Spinal muscular atrophy or SMA is a genetic disease that affects the nervous system. The disease affects that part of the nervous system that controls voluntary muscle movement. The muscles don’t receive signals from these nerve cells that are located near the spinal cord and as a result the muscles begin to waste away. The inactivity of the muscles causes them to become smaller and smaller and hence the word “atrophy”.
The age of the person decides the degree to which the motor functions are affected. The sooner the onset, the higher the effect on motor functions. Infants who display symptoms will typically have very low levels of functioning. This is Type 1. SMA in toddlers(intermediate), children(juvenile) or adults – type 2, 3, 4 respectively – will see higher levels of motor function.
SMA is generally caused by a mutation in the SMN1 gene – a deficiency of a motor neuron protein called survival of motor neuron (SMN). This protein is necessary for normal motor neuron function and its deficiency is the result of genetic flaws or mutations on chromosome 5. There are other forms of SMA (non-chromosome 5) that are rare and caused by mutations in genes other than SMN.
The main symptom of SMA is the weakness of proximal muscles – the ones closer to the center of the body. These are affected much more than the distal muscles. Proximal muscles include the shoulders, hips, thighs and upper back and the weakening of these can mean curving of the spine and even difficulty in swallowing and breathing.

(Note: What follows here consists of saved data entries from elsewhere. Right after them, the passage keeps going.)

Issue #3535, opened 2020-09-23
Add Slack Receiver type to AlertmanagerConfig CRD


grdryn:
**What is missing?**

In #3451 we added the AlertmanagerConfig CRD, with just the PagerDuty receiver type, meaning that alert notifications can only be routed to PagerDuty. Alertmanager supports several other Receiver types, with this being one (other issues will be created for the others).

**Why do we need it?**

We should be able to define all of the Alertmanager receivers in AlertmanagerConfig CRs.

**Anything else we need to know?**:

The proposal for AlertmanagerConfig CRD is [here](https://docs.google.com/document/d/1aVVttvocop8zNezwrNFbHh_HKRW_fhJUZqhmrr8fGK0/edit#heading=h.5ua2yyj2xm4h), and it includes some information on this receiver type.

The Alertmanager config docs [here](https://prometheus.io/docs/alerting/latest/configuration/) show how this receiver is expected to be in the resulting Alertmanager config.

omegas27:
I am up for implementing this one when https://github.com/prometheus-operator/prometheus-operator/pull/3451 is merged

PR #3618, opened 2020-10-23
Add Slack Receiver type to AlertmanagerConfig CRD

omegas27:
Closes https://github.com/prometheus-operator/prometheus-operator/issues/3535


pkg/alertmanager/amcfg.go
```diff
@@ -390,6 +452,152 @@ func (cg *configGenerator) convertWebhookConfig(ctx context.Context, in monitori
...
+
+	if in.LinkNames != nil {
+		out.LinkNames = *in.LinkNames
+	}
+
+	out.MrkdwnIn = in.MrkdwnIn
+
+	var actions []slackAction
+	if len(in.Actions) > 0 {
+		actions = make([]slackAction, 0)
```
grdryn, line 538: Suggestion for these kinds of loops: I think this will save some computational effort, given that you know wht the size of the slice will be upfront. This might mean that you'd need to say e.g. `actions[i] = action`, rather than `append(actions, action)` later though.

```suggestion
	if l := len(in.Actions); l > 0 {
		actions = make([]slackAction, l)
```

grdryn (commented):
Hey @omegas27 thanks for doing this one! I've left a couple of inline suggestions. It also seems that the alertmanager e2e test is failing here -- let me know if you need any help getting that to work again.

pkg/alertmanager/amcfg.go
omegas27: Thanks :)

pkg/apis/monitoring/v1alpha1/alertmanager_config_types.go
```diff
@@ -98,6 +99,118 @@ type PagerDutyConfig struct {
...
+	Style        string                  `json:"style,omitempty"`
+	Name         string                  `json:"name,omitempty"`
+	Value        string                  `json:"value,omitempty"`
+	ConfirmField *SlackConfirmationField `json:"confirm,omitempty"`
+}
+
+// Validate ensures SlackAction is valid
+func (sa *SlackAction) Validate() error {
+	if sa.Type == "" {
+		return errors.New("missing type in Slack action configuration")
```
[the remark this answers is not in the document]
omegas27: Thanks a lot for your review :)
Is there a way to test the operator locally so I could debug the current testing issue otherwise, I could use some help to unlock the e2e situation :D

grdryn:
@omegas27 Yes, you can run the e2e tests locally. There might be easier ways, but here's one:

## Running the tests

1. Install and run minikube
2. Build the operator image for your version & make it available somewhere (e.g. quay.io)
3. Run `make test-e2e` with the `REPO` and `TAG` environment variables set for your image. E.g.:

```
REPO=quay.io/omeas27/prometheus-operator TAG=add-slack-receiver-type make test-e2e
```

You can narrow the set of tests that will be run by using additional environment variables. E.g. the above would change to:

```
EXCLUDE_PROMETHEUS_TESTS=true EXCLUDE_THANOS_TESTS=true REPO=quay.io/omeas27/prometheus-operator TAG=add-slack-receiver-type make test-e2e
```

## Using a debugger with the tests

You'll notice that what `make test-e2e` does (after some pre-requisite cert stuff) is run `go test` with a bunch of arguments. You can do what you wish with that for testing, such as by changing the command to run the tests with a debugger if you wish, or narrowing further down to specific tests, or whatever. I usually use `dlv` for debugging (with the gdlv frontend), so I'd change the command to something like this, and run it in one terminal:

```diff
- go test -timeout 55m -v ./test/e2e/  --kubeconfig=/var/home/gryan/.kube/config --operator-image=quay.io/grdryn/prometheus-operator:mytag -count=1
+ dlv test --headless --listen [::]:2345 -- -timeout 55m -v ./test/e2e/ --kubeconfig=/var/home/gryan/.kube/config --operator-image=quay.io/grdryn/prometheus-operator:mytag -count=1
```

Then connect to it from gdlv, by running the following in another terminal:
```
gdlv connect [::]:2345
```

omegas27:
@grdryn Thank you that really helps :D

pkg/alertmanager/operator.go
```diff
@@ -927,6 +927,24 @@ func checkAlertmanagerConfig(ctx context.Context, amc *monitoringv1alpha1.Alertm
 			}
 		}
 
+		for j, sConfig := range receiver.SlackConfigs {
```
nrchakradhar, line 930: A request: 
Can we have this function checkAlertmanagerConfig be refactored a bit to call two funcs checkAlertManagerRecievers and checkAlertManagerRoutes?

In checkAlertManagerReceivers, each inner for loop can be a separate smaller func.

Feel free to ignore this comment if its not suitable.

lilic:
Hey @omegas27 can you please rebase, we can then have another round of reviews, thanks! :)

omegas27:
@lilic The rebase is done :)

pkg/alertmanager/operator.go
omegas27: I think splitting the check for the receivers makes sense but in my opinion, this should be done in another PR dedicated to that change. I can work on it next week

omegas27: @nrchakradhar I split the loop in smaller functions as requested :)

grdryn:
@omegas27 thanks for incorporating my suggestions. I took another look over this now, and it looks good to me! :+1:

lilic (approved):
Thanks!

lgtm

Since SMA is a purely muscular disease, the person suffering from it has completely normal functioning of sensory, mental and emotional states.
Spinal muscular atrophy is inherited when both copies of the SMN1 gene in an individual have mutations. Generally, the parents of one who suffers from SMA each carry one copy of the mutated gene but they do not show signs or symptoms of the disease itself. Occasionally, a person who suffers from SMA will have inherited an SMN1 gene mutation from one parent and then acquires a new mutation in the other copy of the gene. This might occur during the formation of eggs or sperm or very early in embryonic development.